▸ **Listed entries**:

>>>>

PR #32, opened 2024-08-18
Update README.md

npentrel:
As we now have all of this information in the docs, I'd like to remove it here so that we have one source of truth. This helps ensure we make updates in the place most useful to our users.


Otterverse (changes requested):
Note: strong OPINIONS incoming. :-)

I'm REALLY not in favor of removing this. README and in-code documentation are supposed to be the source of truth, as it (should) change exactly when the code itself does, and gets maintained by the author(s) of the code itself, so less is lost in translation. Long format documentation should be based on this in turn.

That said, I've no objection to providing the link to the docs at the top here, and suggesting people go there first even.

npentrel:
The problem with that is that things go out of date because authors update the readme and then do not update the docs or file follow up tickets. Removing the readme forces engineers to do the latter.

Otterverse:
I understand the desire and frustration with things being out of sync, but I genuinely believe this approach would make things worse, not better. Overall, I want to wait for Ale and/or others to weigh in on this, because either way, this probably needs to be a company-wide policy.

In the meantime, I'm going to present the argument for how I view things.

> The problem with that is that things go out of date because authors update the readme and then do not update the docs or file follow up tickets. Removing the readme forces engineers to engage with the docs and keep those updated as the source of truth.

See, I feel it's the opposite. This doesn't force them to do that. It allows them to more easily IGNORE it entirely.

Having in-code documentation means PRs can be rejected if the README is not updated to match changes. Thus it forces engineers to maintain documentation that's always in sync with the code, before the PR even merges. As a side effect, that means it also forces OTHER engineers (the reviewers) to verify the technical correctness of the documentation change as part of PR review. And it's documentation written directly by the engineer making the changes, and at the time they're made, absolutely minimizing confusion. Without that, it's too easy for engineers to simply go "eh, it's a small change, it doesn't REALLY need a docs update" and then a bunch of "small" changes get left undocumented, and things drift.

With a README, even for a small change, PR reviews should always force the engineer to update the README (if needed) before it's approved. Then when closing the task, it's a very simple question if a docs ticket is needed. Did you have to change the README? Then yes, it's needed. The extra bonus is that ideally the docs ticket just points to the PR, and the docs team can see exactly what changed in the README, and thus easily update the docs site. Without that, some weeks later when the docs ticket is picked up, someone from docs has to go hunt down the engineer that made the changes, hope they remember what they were, and then hope that they can be explained correctly and clearly. Because the notes on the docs ticket itself are likely to say something vague (but that seemed sufficient at the time) like "reorganized attribute structure." It's MUCH easier to enforce clarity when it's part of the PR, and not left to a jira ticket or a conversation/discussion that may be weeks later.

Otterverse (approved):
After discussion with @ale7714 the decision has apparently been made to remove READMEs across the board. I stated my case, and now bow out.

PR #33, opened 2024-08-27
configurable `startTimeout` for viam-server subsystem

abe-winter:
## What changed
- make the start timeout for the viam-server subsystem configurable
- incidental -- expand VIAM_AGENT_DEVMODE to include running as non-root. (convenience feature for local testing)
## Why
On slow connections and with large binaries, the default 5 minute timeout isn't enough to download viam-server and modules.
## Example config
(attributes.start_timeout is the new part)
```json
{
  "agent": {
    "viam-server": {
      "release_channel": "stable",
      "pin_version": "",
      "pin_url": "",
      "attributes": {"start_timeout": "1h"},
      "disable_subsystem": false
    }
  },
  "components": [
```
## Testing
Tested on my local machine with the new config value missing and present. When present it logs as expected:
> 2024-08-28T15:12:44.807Z DEBUG   viam-agent      viamserver/viamserver.go:91     parsed duration 10m0s from key start_timeout

### DIFF
--- a/subsystems/viamserver/viamserver.go
+++ b/subsystems/viamserver/viamserver.go
@@ -25,6 +25,7 @@ import (
 )
 
 func init() {
+	globalConfig.Store(&viamServerConfig{startTimeout: defaultStartTimeout})
 	registry.Register(SubsysName, NewSubsystem, DefaultConfig)
 }
 
@@ -47,7 +48,7 @@ var (
 
 	// Set if (cached or cloud) config has the "fast_start" attribute set on the viam-server subsystem.
 	FastStart    atomic.Bool
-	globalConfig = &viamServerConfig{startTimeout: defaultStartTimeout}
+	globalConfig atomic.Pointer[viamServerConfig]
 )
 
 type viamServer struct {
@@ -174,7 +175,7 @@ func (s *viamServer) Start(ctx context.Context) error {
 		return nil
 	case <-ctx.Done():
 		return ctx.Err()
-	case <-time.After(globalConfig.startTimeout):
+	case <-time.After(globalConfig.Load().startTimeout):
 		return errw.New("startup timed out")
 	case <-s.exitChan:
 		return errw.New("startup failed")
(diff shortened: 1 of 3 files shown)


subsystems/viamserver/viamserver.go
```diff
@@ -135,7 +154,7 @@ func (s *viamServer) Start(ctx context.Context) error {
 		return nil
 	case <-ctx.Done():
 		return ctx.Err()
-	case <-time.After(startTimeout):
+	case <-time.After(s.startTimeout()):
```
stevebriskin, line 157: It'd be better to parse all the necessary fields out of the config into a new struct and use those directly. Easier for logging and debugging.
This may be fine for a one-off but this pattern won't scale. Is this a config-reading pattern we use in the rest of the code base?

stevebriskin (changes requested):

subsystems/viamserver/viamserver.go
abe-winter: switch to something more general in 9155ca4

in the codebase as-is we use go-flags for env/cli flags, other than that just proto and json afaik

the golang config library I'm most familiar with is viper -- has defaults + duration parsing, would probably make this PR a purely declarative change. (though our config approach has three layers and may not fit perfectly in a third party library)

Otterverse (changes requested):
A few issues (inline) on this. It's also overlapping with code that exists in agent-provisioning, and as I'm working to merge the two, I'm going to share those functions. How urgent is this? If it can wait a few weeks for the code merge, I'm happy to work this in as a new config option during that (and save you further effort here.) If you need something sooner/urgent until then, I can overlook some things and know I'll refactor it during the merge anyway.

But I have a bigger concern overall... 5+ minutes is already LONG. I don't think just raising the timeout even higher is the right answer here. Do we have tickets to fix this on the viam-server side? Seeing a robot stay offline for more than 5 minutes after hitting restart is gonna cause more problems and confusion for users than just here. Definitely feel the robot should go "live" much earlier, and then reconfigure as module/package downloads finish.

Oh, and FYI, the timeout here is for startup of viam-server itself, until it starts listening on port 8080. It doesn't include the time the AGENT spends downloading viam-server (specifically because I was worried about long downloads messing with the timeout.)

subsystems/viamserver/viamserver.go
```diff
@@ -263,12 +302,14 @@ func (s *viamServer) Update(ctx context.Context, cfg *pb.DeviceSubsystemConfig,
 		s.logger.Info("awaiting user restart to run new viam-server version")
 		s.shouldRun = false
 	}
+	globalConfig = configFromProto(s.logger, cfg)
```
Otterverse, line 305: Technically race-possible. (Shouldn't happen in normal operation, but a lot of fast-fails in a row or something might cause it to happen.) Needs lock or atomic like fast_start uses. Maybe https://pkg.go.dev/sync/atomic#Pointer ?

Otterverse (changes requested):
Looks fine, save one last thing around locking the pointer swap during Update. (mentioned in slack too)

subsystems/viamserver/viamserver.go
abe-winter: done in 8c2219d

Otterverse (approved):
LGTM! As discussed, will refactor this somewhat during the merge-of-subsystems project.

PR #34, opened 2024-08-28
consume _DEVMODE var through opts

abe-winter:
## What changed
Move `VIAM_AGENT_DEVMODE` variable to the `opts` struct parsed by go-flags.
## Why
Visibility / consistency
## New help output
```sh
$ go run ./cmd/viam-agent/ -h
Usage:
  viam-agent runs as a background service and manages updates and the process lifecycle for viam-server.

Application Options:
  -c, --config=   Path to config file (default: /etc/viam.json)
  -d, --debug     Enable debug logging (for agent only) [$VIAM_AGENT_DEBUG]
  -f, --fast      Enable fast start mode [$VIAM_AGENT_FAST_START]
  -h, --help      Show this help message
  -v, --version   Show version
      --install   Install systemd service
      --dev-mode  Allow non-root and non-service [$VIAM_AGENT_DEVMODE]
```

### DIFF
--- a/cmd/viam-agent/main.go
+++ b/cmd/viam-agent/main.go
@@ -39,9 +39,9 @@ func main() {
 	ctx := setupExitSignalHandling()
 
 	var opts struct {
-		Config  string `default:"/etc/viam.json"                            description:"Path to config file" long:"config" short:"c"`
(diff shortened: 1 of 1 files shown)


Otterverse (approved):
LGTM... had been meaning to do that some time ago, then forgot as it never came up (I'm always testing in regular mode to make sure it works.)

PR #36, opened 2024-10-01
Bump goutils

benjirewis:


Otterverse (approved):
LGTM

benjirewis:
Need to test this doesn't break current "get" functionality on the agent. I also may want to increase some network timeouts in this PR if there are any in the agent since network operations behind the bluetooth SOCKS proxy are especially slow. Do you foresee any issue with that @Otterverse ?

Otterverse:
> Need to test this doesn't break current "get" functionality on the agent. I also may want to increase some network timeouts in this PR if there are any in the agent since network operations behind the bluetooth SOCKS proxy are especially slow. Do you foresee any issue with that @Otterverse ?

Yes, potentially. The main one is obviously the download time. I don't remember if there's a "timeout" specifically, but... a really long download can be a really long block at startup, since on a fresh start, updates are downloaded/installed before each subsystem is started. So I expect some work may need to be done to background downloads and not block the normal healthcheck/startup loop. I'm not really sure what that looks like.

That said, bumping goutils alone isn't likely to make current behavior WORSE, so still good to merge on this specific PR... or it can become a bigger one if you want. Just note that I'm changing a lot of this very soon, so may not want to put in the effort on that yet.

benjirewis:
> That said, bumping goutils alone isn't likely to make current behavior WORSE, so still good to merge on this specific PR... or it can become a bigger one if you want. Just note that I'm changing a lot of this very soon, so may not want to put in the effort on that yet.

Sounds good; I won't change any timeouts here and will just bump goutils. I testing locally and the agent still seems to work as expected.

PR #39, opened 2024-11-10
Fix network settings error when gateway empty

ale7714:
* Make network gateway "optional" as there are cases where it may not be needed (local network)
* Add debug log line with parsed network settings
* Skip activating connection if error to add or update


Otterverse (approved):
LGTM

PR #42, opened 2024-11-15
RSDK-9223 Conditionally restart viam-server based on restart_status

benjirewis:
[RSDK-9223](https://viam.atlassian.net/browse/RSDK-9223)

Modifies `Update` to check the `restart_status` HTTP endpoint of the `viam-server` subsystem when an update is available. If that endpoint indicates that an external restart is allowed, immediately restart the `viam-server` instance for an update.

Tested locally with an old `viam-server` (no exposed `restart_status` endpoint) and a new `viam-server` version (exposed `restart_status` endpoint.) Restarts and logs happen as (I) expected.

Will leave in "Draft" until the associated `rdk` PR is merged.

[RSDK-9223]: https://viam.atlassian.net/browse/RSDK-9223?atlOrigin=eyJpIjoiNWRkNTljNzYxNjVmNDY3MDlhMDU5Y2ZhYzA5YTRkZjUiLCJwIjoiZ2l0aHViLWNvbS1KU1cifQ

cc @viamrobotics/netcode


subsystems/viamserver/viamserver.go
```diff
@@ -294,17 +296,79 @@ func (s *viamServer) HealthCheck(ctx context.Context) (errRet error) {
...
+	var needRestart bool
+
 	if newVersion && s.running {
-		s.logger.Info("awaiting user restart to run new viam-server version")
 		s.shouldRun = false
+
+		// viam-server can be safely restarted even while running if the process
+		// has reported it is safe to do so through its `restart_status` HTTP
+		// endpoint.
+		restartAllowed, err := s.isRestartAllowed(ctx)
```
benjirewis, line 356: Discussed with both of you offline about the only "risk" from the scope:
> Risk: A single config update triggers both a viam-server version update and a reconfiguration, and viam-agent tries to restart viam-server while it is in the middle of a reconfiguration due to a race.
Mitigation: (Avoid) Check the restart_status URL for a {“restart_allowed”: true} field in agent multiple times (4 over 60 seconds) in viam-agent before actually restarting viam-server.

What I have now does _not_ avoid the risk and does _not_ implement the "Mitigation" described above. 

@Otterverse I know we spoke about checking the `restart_status` endpoint once when an update is possible for `viam-server`, waiting N minutes, checking the `restart_status` endpoint again, and, only if both checks had indicated a possible external restart, restarting `viam-server`.

After discussing more offline and in the `rdk` PR with @dgottlieb, we would be in favor of the "dumber" strategy here: check the `restart_status` once when a restart is availabe and restart `viam-server` if it indicates an allowed restart.

Let's call an accidental restart of the `viam-server` while it's reconfiguring a "false positive" and any delay in restarting the `viam-server` when a new version is available and the `viam-server` is not reconfiguring a "false negative." The "N minute" strategy seems to lower false positives and raise false negatives. The "dumber" strategy I have here seems to raise false positives and lower false negatives. I would argue that neither approach eliminates false positives, as I can come up with an antagonistic case where the "N minute" strategy still results in a false positive.

If we _really_ wanted to avoid false positives, we think we would need a scope change and a slightly different protocol here. Something like a) `viam-server` handles its own shutdown for restart or b) `viam-server` returns a duration of time that it can be safely be restarted in `restart_status`. In our opinion, the false positive case is not dangerous enough to warrant that change + addition of complexity.

Let me know what you think; this is much more your codebase than NetCode's. And, thanks for all the help in implementing this.

subsystems/viamserver/viamserver.go
```diff
@@ -294,17 +296,79 @@ func (s *viamServer) HealthCheck(ctx context.Context) (errRet error) {
...
+		if err != nil {
+			return false, err
+		}
+		if restartAllowed {
+			s.logger.Infof("will restart %s to run new version as it has reported allowance of a restart",
```
ale7714, line 361: can we log the current version and the new one?

subsystems/viamserver/viamserver.go
```diff
@@ -294,17 +296,79 @@ func (s *viamServer) HealthCheck(ctx context.Context) (errRet error) {
...
+		//nolint:gosec
+		client := &http.Client{Transport: &http.Transport{TLSClientConfig: &tls.Config{InsecureSkipVerify: true}}}
+
+		resp, err := client.Do(req)
+		if err != nil {
+			return false, errw.Wrapf(err, "checking whether %s allows restart", SubsysName)
+		}
+
+		defer func() {
+			errRet = errors.Join(errRet, resp.Body.Close())
```
dgottlieb, line 323: I know this is a pattern in our codebase, but (I claim) there's no utility in checking the error on a `Close`.

If the whole function worked fine, should a caller not proceed because `Close` was unhappy?

subsystems/viamserver/viamserver.go
```diff
@@ -294,17 +296,79 @@ func (s *viamServer) HealthCheck(ctx context.Context) (errRet error) {
...
+		restartAllowed, err := s.isRestartAllowed(ctx)
+		if err != nil {
+			return false, err
+		}
+		if restartAllowed {
+			s.logger.Infof("will restart %s to run new version as it has reported allowance of a restart",
+				SubsysName)
+			needRestart = true
+		} else {
+			s.logger.Infof("awaiting user restart to run new %s version", SubsysName)
```
dgottlieb, line 365: Is this actually true? I thought this case would mean that the the viam-server returned "don't restart please, I'm reconfiguring".

In which case we'd expect the next `Update` loop to observe that reconfigure it done and the viam-agent would restart as expected. Without user intervention I think?

subsystems/viamserver/viamserver.go
benjirewis: From what I can tell, we do not have access to the current or previous version here. There _is_ a log that will appear right before this one:
```
2024-11-15T17:54:57.796Z	INFO	viam-agent	agent/subsystem.go:357	viam-server updated to 0.50.0
2024-11-15T17:54:57.921Z	INFO	viam-agent	viamserver/viamserver.go:361	will restart viam-server to run new version as it has reported allowance of a restart
```
I could extend that log to say `viam-server updated from [previous version] to 0.50.0` if that sounds good to @Otterverse? Would that be in `s.CacheData.PreviousVersion`?

subsystems/viamserver/viamserver.go
benjirewis: I would agree, was just matching pattern from `HealthCheck` above. Used `utils.UncheckedError` instead here and above, but I don't have a strong preference. Either way, it would be good if the HTTP response `Close` here and above handled their errors identically.

subsystems/viamserver/viamserver.go
benjirewis: Whoops; good catch 😮‍💨 . Changed log message accordingly.

subsystems/viamserver/viamserver.go
Otterverse: So I think it's much more likely to hit false positives without a delay here. When someone clicks "save" in the config page, if they made any changes that would require a reconfig and change the viam-server version, both these things kick off at the same time.

That said, if you feel it's not "dangerous" (it will be a signaled/controlled shutdown via SIGTERM after all) to hit those false positives occasionally, then that's fine by me. Simpler is nice in a lot of ways.

subsystems/viamserver/viamserver.go
```diff
@@ -294,17 +296,81 @@ func (s *viamServer) HealthCheck(ctx context.Context) (errRet error) {
 	return errRet
 }
 
+func (s *viamServer) isRestartAllowed(ctx context.Context) (restartAllowed bool, errRet error) {
```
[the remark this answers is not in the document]
Otterverse: If you don't need/use the error return, it's probably easiest to just log it and forget it (or use utils.UncheckedError() )

subsystems/viamserver/viamserver.go
```diff
@@ -294,17 +297,80 @@ func (s *viamServer) HealthCheck(ctx context.Context) (errRet error) {
...
```
Otterverse, line 300: Should comment that this needs to be called only from inside a lock (since it uses s.checkURL/s.checkURLAlt fields from s.)

subsystems/viamserver/viamserver.go
```diff
@@ -294,17 +297,80 @@ func (s *viamServer) HealthCheck(ctx context.Context) (errRet error) {
...
 	if newVersion && s.running {
-		s.logger.Info("awaiting user restart to run new viam-server version")
 		s.shouldRun = false
+
+		// viam-server can be safely restarted even while running if the process
+		// has reported it is safe to do so through its `restart_status` HTTP
+		// endpoint.
+		restartAllowed, err := s.isRestartAllowed(ctx)
+		if err != nil {
+			return false, err
```
Otterverse, line 359:
```suggestion
			return needRestart, err
```
nit: but if you're gonna have a variable set for this, should use it

subsystems/viamserver/viamserver.go
Otterverse: I believe that's the correct source.

subsystems/viamserver/viamserver.go
```diff
@@ -294,17 +297,80 @@ func (s *viamServer) HealthCheck(ctx context.Context) (errRet error) {
...
+		}()
+
+		var restartStatusResponse rdkweb.RestartStatusResponse
+		err = json.NewDecoder(resp.Body).Decode(&restartStatusResponse)
+		if err != nil {
+			// Only debug-log errors from JSON decoding. Interacting with older
+			// viam-server instances will result in a decoding error, as empty HTML
+			// will be returned.
+			s.logger.Debugf("ignoring error from restart allowed check for %s: %v",
+				SubsysName, err.Error())
```
Otterverse, line 334: Burying errors doesn't feel right. If we ever broke this on EITHER side, end users wouldn't see any indication why.

I'd much rather see you check the http response code and explicitly consider a non 2XX response (in this case, it should be a 400) to mean an older version of viam-server is in use. Only proceed to decoding the body if the response was good.

Otterverse (changes requested):
Looks good to me for the most part. Couple small things, but the main one is checking the http response status instead of waiting for json decode to fail.

subsystems/viamserver/viamserver.go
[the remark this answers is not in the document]
benjirewis: Removed named returns.

subsystems/viamserver/viamserver.go
benjirewis: Good point; done.

subsystems/viamserver/viamserver.go
benjirewis: Great point; done.

subsystems/viamserver/viamserver.go
benjirewis: > That said, if you feel it's not "dangerous" (it will be a signaled/controlled shutdown via SIGTERM after all) to hit those false positives occasionally, then that's fine by me. Simpler is nice in a lot of ways.

Yep that's the general sentiment! Will stick with the simpler method since it's alright with you.

subsystems/viamserver/viamserver.go
benjirewis: Done.

subsystems/viamserver/viamserver.go
benjirewis: Updated log to be `viam-server updated from [previous version] to 0.50.0`.

subsystems/viamserver/viamserver.go
```diff
@@ -294,17 +297,84 @@ func (s *viamServer) HealthCheck(ctx context.Context) (errRet error) {
...
+		//nolint:gosec
+		client := &http.Client{Transport: &http.Transport{TLSClientConfig: &tls.Config{InsecureSkipVerify: true}}}
+
+		resp, err := client.Do(req)
+		if err != nil {
+			return false, errw.Wrapf(err, "checking whether %s allows restart", SubsysName)
+		}
+
+		defer func() {
+			utils.UncheckedError(resp.Body.Close())
```
dgottlieb, line 326: I think Go has addressed the cases of defering lambdas within a for-loop capturing loop-scoped variables?

dgottlieb (approved):

Otterverse (approved):
LGTM (as soon as RDK updates and you can remove the go replace, of course)

benjirewis:
`rdk` v0.51.0 should be released tomorrow; will update then.

go.mod
```diff
@@ -64,32 +128,53 @@ require (
...
+	google.golang.org/genproto v0.0.0-20240903143218-8af14fe29dc1 // indirect
 	google.golang.org/genproto/googleapis/api v0.0.0-20240827150818-7e3bb234dfed // indirect
 	google.golang.org/genproto/googleapis/rpc v0.0.0-20240903143218-8af14fe29dc1 // indirect
 	gopkg.in/square/go-jose.v2 v2.6.0 // indirect
+	gopkg.in/src-d/go-billy.v4 v4.3.2 // indirect
 	gopkg.in/yaml.v3 v3.0.1 // indirect
 	nhooyr.io/websocket v1.8.9 // indirect
 )
+
+replace go.viam.com/rdk => ../rdk
```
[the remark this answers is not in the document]
benjirewis: Done.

<<<<

▸ **Problem to work on**: In the material, find each line with the word "RSDK" and list it.

▸ **Exercise solution**:
RSDK-9223 Conditionally restart viam-server based on restart_status
[RSDK-9223](https://viam.atlassian.net/browse/RSDK-9223)
[RSDK-9223]: https://viam.atlassian.net/browse/RSDK-9223?atlOrigin=eyJpIjoiNWRkNTljNzYxNjVmNDY3MDlhMDU5Y2ZhYzA5YTRkZjUiLCJwIjoiZ2l0aHViLWNvbS1KU1cifQ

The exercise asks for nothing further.